Ask HN: Encountering implicit and explicit bias during job hunt and interviews - throwaway_dcnt
This is a very sensitive topic (hence the throwaway) and one I wish I did not have any first hand experience with but here we are. I recently started looking for a new job and in the process started talking to an acquaintance that happens to be a very senior person at a well known company about possibly working for them. What transpired has me in awe and disgust. This person openly admitted to hiring only from their racial and cultural background (a background I share and undoubtedly why they felt comfortable sharing this nugget with me). I should admit that my anecdotal evidence may not amount to any real indication of widespread prevalence of such behavior but this led me to wonder, are there stories like this that should come to light so that people like this can be held to account and hiring anomalies and clusters of university (opposite of diversity?) flagged&#x2F;monitored by their managers or hr departments?<p>What I am asking is, can you could share data regarding preferential or detrimental treatment of candidates based on racial, ethnic, religious, sexual, cultural or any other basis if you have first hand knowledge or have experienced this phenomenon as a candidate.<p>p.s. I should probably mention that I have severed all ties with this person.
======
skinkestek
> p.s. I should probably mention that I have severed all ties with this
> person.

This might not be what you hoped for but after reading this I will ask you if
you have done some introspection.

Since this is my sockpuppet account I'll feel free to point out that I'm a
person who have stood up for the less privileged against dumb practices and
I'm really proud of actually getting my boss to hire the girl who cleaned the
floor but had an it degree from another country.

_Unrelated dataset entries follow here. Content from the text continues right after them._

PR #170, opened 2017-01-15
[FIXES] SW-303 adds support for Spark's DecimalType

mdymczyk:
Basic `DecimalType` support since Spark 2.x seems to use it in places where Spark 1.6 used `DoubleType`.


mmalohlava:
Thx @mdymczyk ! Looks good!

PR #2138, opened 2020-05-27
[SW-2271] Missing LogUtil class on external h2o backend

jakubhava:
User on gitter discovered this issue.

This PR goes directly into 3.30 as this error does not happen on 3.32 because there we set log level via rest API.

I have created JIRA to create test on master https://0xdata.atlassian.net/browse/SW-2272 for this as well. But since on master we have prepared methods to query log level via rest api & we don't use client the test can be much more simple there


extensions/src/main/scala/ai/h2o/sparkling/extensions/internals/LogUtil.scala
```diff
@@ -15,7 +15,7 @@
  * limitations under the License.
  */
 
-package ai.h2o.sparkling.backend.utils
+package ai.h2o.sparkling.extensions.internals
```
jakubhava, line 18: This class needs to be available on external H2O since the MRTask bellow

PR #2139, opened 2020-05-27
[SW-2272] Add test for setH2ONodeLogLevel

jakubhava:


core/src/test/scala/ai/h2o/sparkling/H2OContextTestSuite.scala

But severing ties with a person over this doesn't make sense to me at all.
Also, since this is a sockpuppet account and since I can't cash in my Karma
points here (and wouldn't anyway to prevent self-doxxing), let me steel man
your former friend:

\- are you sure he wasn't exaggerating?

\- are you sure you didn't provoke him into saying this?

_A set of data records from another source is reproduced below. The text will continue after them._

PR #2142, opened 2020-05-28
[SW-2275] Ensure pytest cache is generated into build directory

jakubhava:
Doing some small improvements whilst testing kubernetes


jakubhava:
Just that the file gets generated to build directory where I think all temporary files should be generated. Otherwise no real impact

PR #2150, opened 2020-06-02
[SW-2265] Support Kmeans in Grid search

jakubhava:


ml/src/main/scala/ai/h2o/sparkling/ml/algos/H2OGridSearch.scala
```diff
@@ -155,6 +155,7 @@ class H2OGridSearch(override val uid: String)
         case H2OModelCategory.Regression => H2OMetric.RMSE
         case H2OModelCategory.Binomial => H2OMetric.AUC
         case H2OModelCategory.Multinomial => H2OMetric.Logloss
+        case H2OModelCategory.Clustering => return gridModels // no sorting for unsupervised clustering
```
jakubhava, line 158: I'm not sure if we can sort the models in case of unsupervised algos, for now I'm not sorting them

jakubhava: Discussed with @MartinBarus  as well. I would keep it like this as we can't automatically sort the models

mn-mikke: @maurever Is there any performance metric for clustering algorithms in H2O-3?

maurever: There are several cluster metrics, I did not find h2o documentation for them, but some other [source](https://sites.google.com/site/dataminingatuoc/k-means) says:

**betweenss:** is the between clusters sum of squares. In fact it is the mean of distances between cluster centers. One expects, this ratio, to be as higher as possible, since we would like to have heterogenous clusters.

**withinss:** is the within cluster sum of squares. So it results in a vector with a number for each cluster. One expects, this ratio, to be as lower as possible for each cluster, since we would like to have homogeneity within the clusters.

**tot_withinss** = sum ( withinss )
**totss** =  tot_withinss + betweenss

jakubhava: Thank you @maurever

I see that performance method in H2O on kmeans returns:

```
Total Within Cluster Sum of Square Error: 12.3864300025
Total Sum of Square Error to Grand Mean: 546.909233123
Between Cluster Sum of Square Error: 534.522803121
```

maurever: Yes, that are the metrics I mentioned above. 

Total Within Cluster Sum of Square Error = tot_withinss 
Total Sum of Square Error to Grand Mean = totss
Between Cluster Sum of Square Error = betweenss

jakubhava: I will try to incorporate this to the code on SW side

maurever: :+1:

scoring/src/main/scala/ai/h2o/sparkling/ml/internals/H2OMetric.java
```diff
@@ -39,7 +39,11 @@
   MaxPerClassError(false),
   Accuracy(true),
   MSE(false),
-  RMSE(false);
+  RMSE(false),
+  Withinss(false),
+  Betweenss(true),
+  TotWithinss(false),
+  Totss(false);
```
jakubhava, line 46: The boolean here means `higherTheBetter`. @maurever can you please double check this make sense?

If I undertand correctly, `totss` is a bit more tricky and could have value `true` and `false` so I just picked one

maurever: I double-check and it looks correct. For `Totss` I found the less the better.

jakubhava: Thank you!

\- maybe he tried to be funny and you have just discriminated against someone
who just had a bad sense of humour, - or just as likely, you didn't catch the
joke?

\- working with people from other cultures often has significant issues. If
someone has been burned a few times, can you see why they might be careful
going forward?

\- does he come from a very homogeneous background? Something HN really
struggles to grasp is that there are people like me who grew up in places
where we didn't meet anyone who had a different skin colour, spoke another
language, had another religion (there were only the official religion or
atheism). Should we judge people coming from such a background equally
harshly?

Finally and most importantly: do you think you will have any chance of
changing your friends ideas going forward or is there a chance that you have
instead made him distrust all of us who could have tried to nudge him/her?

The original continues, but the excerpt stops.